To the village we cantered to have Koali and Lehua shod at the blacksmith’s, and odd enough it was to see a Japanese working on their hoofs. But for a succession of violent downpours, we should have taken a long ride. There is inexpressible glory in this broken weather; one minute you move in a blue gloom under a low-hanging sky and the next all brilliance of heaven shines through, gilding and be jeweling the vivid-green world.
This date marks a vital readjustment in ship matters. Two of the Snark’s complement are to return to the mainland, and Jack has cabled a man to come down by first steamer and take hold of the engines. Not to mention many other details of incomprehensible neglect aboard by the undisciplinary sailing master, the costly sails have been left to mildew in their tight canvas covers on the booms in all this damp weather, with deck awnings stretched under the booms instead of protectingly above. And no bucket of water has been sluiced over the deck since our arrival eight days ago, necessitating the not inconsiderable expense of recalking thus early in the voyage. The appearance of the deck can be guessed; and otherwise no effort has been put forth to bring the yacht into presentable order, nor any interest nor head-work displayed in forwarding repairs. If a salaried master will let his valuable charge lapse, there is no cure but to get one who will not.
Last Sunday we lunched with the Waterhouses and their rollicking week-end crowd from town, who showed what they thought of conventional restrictions in tropic cities, by spending the day in light raiment and bare feet, resting or romping over house and grounds. Mrs. Gretchen’s father, who is superintendent of the Honolulu Iron Works, was also there, and came back with us to take a personal look-see at our wrecked engine. To-day he made a special trip from the city, bringing an engineer, and the upshot was a more encouraging report than he had deemed possible from his first inspection. “Anyway,” he cheered our dubiousness, “you’re a whole lot better off than the little yacht that piled ashore on the reef outside yonder this morning.”

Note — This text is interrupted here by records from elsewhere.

Issue #65, opened 2018-11-19
Switch Vector to nested type


saulshanabrook:
Like a recursive Cons list

saulshanabrook:
This would unify `PushVector` and `Vector` representations.

Issue #52, opened 2018-11-18
Multiply internal representations: N-dimensional, vectors, Nested sequences


saulshanabrook:
Notes from DB talk:

> How do schemas fit in our world? 
> 
> This is what dimensionality and shape information are. They are different levels of schemas. 
> 
> Need way to talk about all these at the same time and convert between them. Simply! 
> 
> Nested sequence vs ND array. They are just different schemas. 
> 
> Need to validate our specs. Generate random arrays. Need specs for types! Esp integer. Integer ranges...

Sequences are the most expressive, but we need to be able to think about arrays in other forms. Here are some examples of different interfaces in Python land:

* N-dimensional arrays: nested-sequence is superset of this. have dim, shape, and indexing: Numpy arrays
* Nested Sequences:  Recursive indexing. nd array can translate to this. Lists of lists
* Vectors: Any indexing to value, contiguous memory. N-Dimensional and Nested Sequences can translate to this. lists, JS arraybuffer

We want to be able to write algorithms that target any of these and we can have translations between them. i.e. any algorithms written for nested sequences can be used on n-dimensional arrays, b/c nd arrays can always be translated to nested sequences. Reverse is not true, not all nested sequences can be translated to arrays (if ragged).

We can always map from ND arrays to vectors, by using gamma functions and reverse using inverse gamma and shape.

To translate from nested sequences to flat vectors requires also making some offset vector.

PR #73, opened 2018-12-05
Switch to ndarray from nested arrays

### LINKED ISSUE #35: Look into fixed point forms
After reading http://conal.net/papers/essence-of-ad/ I wonder if we can convert our functional forms into fixed point. aka instead of having lambda functions turn them all into composition and other higher level forms.

Why? Not sure, does this get us AD? Need to review that paper more to understand crux of requirements.

saulshanabrook:
This PR attempts to make the codebase simpler to reason about.

- [x] Switches everything to be rectangular N-dimensional arrays instead of nested sequences
  - [x] add dimensionality to arrays
  - [ ] Add natural numbers with range
  - [x] switch everything to category theory language, to differentiate from python concepts (callable)
- [x] Type all replacements (this also moves us from writing farther from matchpy implementation, so we could more easily switch to different backend if need be)
- [ ] Switch AST generation to convert from nested function forms
- [ ] Convert MoA expressions to use full form

Will close #35 #42 #52 #55 #65


saulshanabrook:
@costrouc This is ready to merge from my end!

The code generation and numpy integration isn't working anymore, but everything has a much more solid foundation and they can be added in on top of this.

Check out this notebook for the paper problem worked out: https://github.com/Quansight-Labs/uarray/blob/a82225c253b10ea3022c639ee8e95be60b48428a/notebooks/Paper%20Problem.ipynb

saulshanabrook:
Closing in favor of #85

PR #74, opened 2018-12-06
Adding initial MOA parser

costrouc:
@saulshanabrook  what are your thoughts?

- tests are included with parser

It can handle pretty much any moa expression. There are still a few symbols that need to be added but the fundamentals are covered. Additionally it will complain when it does not understand an expression.

Future vision of expressions. 
 - We need an ability for composability. For instance `<1 2> psi A` can be given an name like `my_index` and can be used in a later expression like `my_index * B`.
 - Supplying variables can be done with a dictionary like so `moa.eval('<1 2> psi A', {'A': np.random.random((2, 3, 4)))`

Currently pretty much any moa expression will evaluation but it will complain that uarray does not have support for the operation such as ('/' and '-').

Examples. Available tokens can be found in `lexer.py`.

```
<1 2> + <3 4>

A + B + C + D + E

A + (B + C) + D psi E

A ^ <1 2> + B psi C
```


saulshanabrook:
I think you should be able to use `vector` from `core.py`: https://github.com/Quansight-Labs/uarray/blob/c1542e471d9302dcdbcbf7cc97e50ae5d5dd815f/uarray/core.py#L238-L243

and `with_shape` from core as well. I think you could do something like:

```python
with_shape(unbound("A"), [Int(1), Int(2)])
```

To get an an array named "A" with shape `<1 2>`.

I would continue to based off of core. My PR is in a lot of flux and we should be able to move this over easily if we do end up merging it eventually.

costrouc:
I will add a notebook to demonstrate the features! Perfect you gave me exactly what I needed to know.

costrouc:
Tests fail due to the following not being equal.

```
 A = core.with_shape(core.unbound('j'), [moa.Int(1), moa.Int(2)])
    B = core.with_shape(core.unbound('j'), [moa.Int(1), moa.Int(2)])
    print(A)
    print(B)
    assert A == B
```

```
Sequence(1, (i6 -> Sequence(2, (i7 -> Scalar(Content(CallUnary(GetItem(CallUnary(GetItem(j), i6)), i7)))))))
Sequence(1, (i8 -> Sequence(2, (i9 -> Scalar(Content(CallUnary(GetItem(CallUnary(GetItem(j), i8)), i9)))))))
```

saulshanabrook:
@costrouc I would do something like:

```python
 A = core.with_shape(core.unbound('j'), [moa.Int(1), moa.Int(2)])
 B = core.with_shape(core.unbound('j'), [moa.Int(1), moa.Int(2)])

 assert replace(Shape(A)) == replace(Shape(B))
idxs = vector_of(unbound("index_1"), unbound("index_2"))
assert replace(Index(idxs, A)) == replace(Index(idxs, B))

```

saulshanabrook:
To make sure that shape is equal and indexed forms are equal

saulshanabrook:
Also, you might not need assertions for now. Even a notebook just showing off this functionality with no tests is useful!

costrouc:
@saulshanabrook this is what I was thinking. For now I have the specific tests that test `A ^ <1 2>` logic disabled. Everything else works. I am developing notebooks now.

costrouc:
Added notebook and ready for merge. I think that in combination with the visualization writing expressions should be much easier

saulshanabrook:
Wow GIthub has a merge conflict UI now! Pretty sweet.

costrouc:
Yeah it does! But be careful. At least from my experience I've had it duplicate code when I though I was editing a single line.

So Jack’s face, that had been fairly downcast for two or three days, cleared like an Oahu sky after a thunder-shower; and later he said to me, with a familiar little apologetic smile:
“Mate Woman, you mustn’t mind my getting a little blue sometimes. I can’t help it. When a fellow does his damndest to be square with everybody, buys everything of the best in the market and makes no kick about paying for it, and then gets thrown down the way I’ve been thrown down with the whole building and running of this boat, from start to finish—why, it’s enough to make him bite his veins and howl. A man picks out a clean wholesome way of making and spending his money, and every goldarned soul jumps him. If I went in for race horses and chorus girls and big red automobiles, there’d be no end of indulgent comment. But here I take my own wife and start out on good clean adventure.... Oh, Lord! Lord! What’s a fellow to think!... Only, don’t you mind if I get the blues once in a while. I don’t very often.—And don’t think I’m not appreciating your own cheerfulness. I don’t miss a bit of it.—And you and I are what count; and we’ll live our life in spite of them!”